=== Begin Enclosure ===

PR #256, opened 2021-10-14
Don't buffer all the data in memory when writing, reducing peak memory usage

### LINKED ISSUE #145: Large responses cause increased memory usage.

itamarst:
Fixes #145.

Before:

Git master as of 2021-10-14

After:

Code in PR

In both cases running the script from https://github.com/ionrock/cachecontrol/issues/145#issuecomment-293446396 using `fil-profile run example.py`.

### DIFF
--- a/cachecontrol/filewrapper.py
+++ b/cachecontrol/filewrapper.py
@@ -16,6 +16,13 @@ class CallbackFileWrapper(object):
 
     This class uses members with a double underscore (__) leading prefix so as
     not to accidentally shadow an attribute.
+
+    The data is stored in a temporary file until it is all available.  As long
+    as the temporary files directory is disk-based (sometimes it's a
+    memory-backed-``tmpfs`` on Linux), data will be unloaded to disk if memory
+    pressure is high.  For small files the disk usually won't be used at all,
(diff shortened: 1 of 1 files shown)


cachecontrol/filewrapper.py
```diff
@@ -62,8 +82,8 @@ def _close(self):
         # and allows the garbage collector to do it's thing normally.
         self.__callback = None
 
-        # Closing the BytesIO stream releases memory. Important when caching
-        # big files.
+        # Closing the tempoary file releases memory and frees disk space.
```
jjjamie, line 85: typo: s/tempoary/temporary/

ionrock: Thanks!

=== End Enclosure ===
=== Begin Enclosure ===

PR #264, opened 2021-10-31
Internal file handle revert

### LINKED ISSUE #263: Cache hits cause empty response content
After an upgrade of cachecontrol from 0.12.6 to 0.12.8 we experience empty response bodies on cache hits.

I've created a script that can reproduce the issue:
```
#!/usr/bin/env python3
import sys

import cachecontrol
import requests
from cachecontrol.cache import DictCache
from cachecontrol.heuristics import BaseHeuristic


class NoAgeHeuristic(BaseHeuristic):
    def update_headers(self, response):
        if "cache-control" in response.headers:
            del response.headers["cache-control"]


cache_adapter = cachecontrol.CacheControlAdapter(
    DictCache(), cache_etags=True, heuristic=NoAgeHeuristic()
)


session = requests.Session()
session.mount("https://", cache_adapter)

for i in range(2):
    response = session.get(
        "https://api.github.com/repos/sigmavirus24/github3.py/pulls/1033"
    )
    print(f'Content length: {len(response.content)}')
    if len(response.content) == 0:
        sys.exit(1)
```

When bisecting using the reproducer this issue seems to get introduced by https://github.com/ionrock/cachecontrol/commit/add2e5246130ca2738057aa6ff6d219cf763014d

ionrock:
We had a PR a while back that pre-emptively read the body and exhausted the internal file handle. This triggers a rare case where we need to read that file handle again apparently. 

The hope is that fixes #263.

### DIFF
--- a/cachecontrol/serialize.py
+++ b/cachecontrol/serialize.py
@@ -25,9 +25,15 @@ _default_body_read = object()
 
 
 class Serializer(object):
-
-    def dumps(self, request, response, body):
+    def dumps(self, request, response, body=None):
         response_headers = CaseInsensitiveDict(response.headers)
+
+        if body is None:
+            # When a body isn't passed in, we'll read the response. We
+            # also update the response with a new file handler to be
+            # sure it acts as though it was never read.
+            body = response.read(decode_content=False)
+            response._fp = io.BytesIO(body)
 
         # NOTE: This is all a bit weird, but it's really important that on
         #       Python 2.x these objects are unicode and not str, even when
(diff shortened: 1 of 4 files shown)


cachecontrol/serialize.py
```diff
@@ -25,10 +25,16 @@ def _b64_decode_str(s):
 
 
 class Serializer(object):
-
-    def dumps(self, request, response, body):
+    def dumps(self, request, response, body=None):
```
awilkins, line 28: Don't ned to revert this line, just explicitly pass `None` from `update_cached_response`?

=== End Enclosure ===

Work instruction — If a line of the data above contains "session", copy it out.

Answer box —
session = requests.Session()
session.mount("https://", cache_adapter)
    response = session.get(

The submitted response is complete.